И сразу же приступили к чтению. В том, как женщина сидела, в движениях рук, поправлявших то волосы, то вязаный шарф, чувствовалась свободная, не стесняющая привычка к самоконтролю, который с детства вырабатывается хорошим воспитанием.
Маяковский, изредка взглядывая на женщину, неторопливо шагал по комнате. Так львы размеренно и бесконечно вышагивают в своих тесных клетках.
– Если можно, я попрошу вас не ходить. Это мне мешает, – просто сказала Лора
С виновато-удивленным видом Маяковский осторожно присел на край тахты. Он с любопытством еще раз поднял глаза, теперь уже повнимательней и незаметно смотрел на гостью. На ее черное платье, кружевной белый воротничок, вишневый вязаный шерстяной шарф. Какая-то отчаянно-женская наивность в этом желании казаться сразу и нарядной, и строгой. Перевитые белыми ниточками седин темные волосы были собраны в пучок. Этот пучок был какой-то первозданной аккуратности, заколотый простыми, согнутыми в дужки и натертые до железного блеска шпильками. Черный лак со шпилек давно облупился и только кое-где удержался на извилистых ножках. У Лили тоже имелись такие шпильки. Но в отличие от Лилиных эти были явно из тех, что служат долго, не теряются и на ночь кладутся в одно и то же место.

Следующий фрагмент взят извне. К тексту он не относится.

PR #302, opened 2024-02-04
Minimize priming

simondeziel:


snapcraft.yaml
```diff
@@ -1359,11 +1359,9 @@ parts:
       - gdisk
       - iw
       - lshw
-      - netbase
       - pciutils
       - pigz
       - rsync
-      - squashfs-tools
```
tomponline, line 1365: is the tooling still included in the snap though?

tomponline (approved):

snapcraft.yaml
simondeziel: It never made it in our snap as nothing primed it. The tools either come from `squashfs-tools` that is in the base snap or our vendored `squashfs-tools-ng`.

tomponline (approved):

PR #305, opened 2024-02-05
snapcraft: use libseccomp from the base snap

simondeziel:
In 2019, when commit cddfdfc76f4d46a0 was added, LXD used core (16) as base which probably came with a rather old libseccomp not adequate for modern kernels at that time (4.15+).  Now that we are on core22, we get 2.5.3 instead of pulling 2.5.5 from upstream. With core24, we will get 2.5.4 or maybe newer.

For some reason, virtiofsd used the libseccomp-dev package despite having a newer lib shipped in the snap.

With the intention of using QEMU from deb sources, using the same libseccomp version makes even more sense.


simondeziel:
FYI, this was tested with a locally built snap and then running (nested) VMs and seeing QEMU/virtiofsd work.

tomponline (approved):

PR #2053, opened 2022-06-20
Fix: http request types

thedist:
Minor typo fix to the type interface for the HTTP request update


thedist:
This has build conflicts with the typescript compilation of the vMix module as the one currently in beta has a type error with this PR. But v2.1.1 of the vMix module has the corrected types on its end so when that's added into the beta build this'll pass the PR tests.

– Что ж, вполне гениально, – проговорил Маяковский, когда женщина кончила читать. – Даже слишком хорошо записали. Кое-что лучше бы упустили. Да ладно! Пусть и редакторы потешатся… И долго вы учились своему искусству?
– Я еще до революции училась.
– Состоятельных, видно, родителей имели? Или – не очень?
– Нет. Довольно известные помещики. Дворяне с большой родословной. А муж мой и вовсе – Колчаковский офицер.
– Да ну! Интендантишка, наверно? Или мобилизованный врач-очкарик?
– Зачем же… Строевой, артиллерийский штабс-капитан…
Маяковский рассмеялся. Долго со вкусом смеялся, не отводя глаз от женщины. Та слегка уязвленно поглядывала на него. На щеках проступили подвижные красные пятна.
– Почему я смеюсь… Я впервые впросак попал с вами! Обычно, когда заговоришь с бывшими, – как в поддавки играем. Я убавлю, он еще больше убавляет. Этак, подумаешь, – никто не воевал – ни одного добровольца во всей белой армии! Все не своей охотой… А вы вот… Странно даже! Будто не советская власть, а вернулись добрые старые времена. В понимании бывших, разумеется…
– Вернулись бы, может, молчала бы. Чего тогда рассказывать? А тут уж – начистоту. По греху и хула…
– И дают вам работу после таких откровенностей?
– Дают. Не все, конечно. Одни морщатся, другие делают вид, что не расслышали, что это им ни к чему. А иные – это я заметила, чаще из наших, бывших, – отказывают. И не из боязни. Такое еще понять бы можно. Нет, мол, теперь они такие… стопроцентные, идейный…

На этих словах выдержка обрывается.